Oh Woe! What Shall We Do With Medicare/Medicaid?

Everybody agrees Medicare/Medicaid reform is essential to avoiding economic meltdown.  But how?

Human nature being what it is, the citizenry is showing great political will to place our financial house in order, and to do it by controlling particular, government spending.

As long as they personally aren't adversely affected.

Not possible.

Controlling federal spending is a tough thing to do when incentives to spend for one's constituency are combined with the power to print money.

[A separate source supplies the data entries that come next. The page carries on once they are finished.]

PR #1292, opened 2022-01-26
remove unused import in clientDefinitions

dw511214992:
fix https://github.com/Azure/autorest.typescript/issues/1293

Issue description: The generated `clientDefinitions` contains credential related import, which is not used in the generated file `clientDefinions.ts`. The unused import leads to build failure when we build it by using azure-sdk-for-js 's tsconfig.

### DIFF
--- a/src/restLevelClient/generateClientDefinition.ts
+++ b/src/restLevelClient/generateClientDefinition.ts
@@ -116,14 +116,6 @@ export function generatePathFirstClient(model: CodeModel, project: Project) {
   });
 
   const clientName = getLanguageMetadata(model.language).name;
-  const uriParameter = getClientUriParameter();
-
-  const { addCredentials, credentialKeyHeaderName } = getAutorestOptions();
-  const credentialTypes = addCredentials ? ["TokenCredential"] : [];
-
-  if (credentialKeyHeaderName) {
-    credentialTypes.push("KeyCredential");
-  }
 
   const clientIterfaceName = `${clientName}RestClient`;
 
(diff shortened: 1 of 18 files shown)


joheredi:
Would you mind adding a description about what's causing the issue and the approach you took to fix the problem please?
Without this context, it is hard to make sense of the changes. For example, the first thing I see is removing some logic to check if there is clientUrl parameters. Without context I'm not sure how that's related to the issue

src/restLevelClient/generateClientDefinition.ts
```diff
@@ -116,14 +116,6 @@ export function generatePathFirstClient(model: CodeModel, project: Project) {
   });
 
   const clientName = getLanguageMetadata(model.language).name;
-  const uriParameter = getClientUriParameter();
```
joheredi, line 119: How is this related to the unused import?

src/restLevelClient/generateClientDefinition.ts
```diff
@@ -116,14 +116,6 @@ export function generatePathFirstClient(model: CodeModel, project: Project) {
...
-
-  const { addCredentials, credentialKeyHeaderName } = getAutorestOptions();
-  const credentialTypes = addCredentials ? ["TokenCredential"] : [];
-
-  if (credentialKeyHeaderName) {
-    credentialTypes.push("KeyCredential");
-  }
```
joheredi, line 126: Are we no longer supporting KeyCredential?

src/restLevelClient/generateClientDefinition.ts
dw511214992: This variable is not used in generating `clientDefinitions`. So I delete it.

src/restLevelClient/generateClientDefinition.ts
dw511214992: No. I delete it in generating `clientDefinitions`, which doesn't need to import credential related packages.

dw511214992:
> Would you mind adding a description about what's causing the issue and the approach you took to fix the problem please? Without this context, it is hard to make sense of the changes. For example, the first thing I see is removing some logic to check if there is clientUrl parameters. Without context I'm not sure how that's related to the issue

@joheredi I have added the context the the PR decription, and please review it. thanks

joheredi (approved):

For what it's worth, I found the table below that compares two different plans to bring down Medicare/Medicaid costs.  The descriptive information is pretty good, but the arguments for and against are incomplete and slanted.

If the graphic is not readable in this post, click here to go to the original.

From the New England Journal of Medicine, Apr 20, 2011

My complaints about the arguments for-and-against are the following:  (1) incentives to reduce cost lose effectiveness over time, (2) government is the main driver of health care costs not industry or providers, (3) competition (which we have not had in health care for decades) is an effective measure when implemented properly, (4) increased cost sometimes is a good thing--forcing people to prioritize health care appropriately to their situation, and (5) some people are disciplined enough to use health savings accounts others are not (usually because they expect somebody else to pick up the tab).  I could go on...

My advice to the government is to quit playing ideological games and try all these methods.

But let reforms prove themselves first.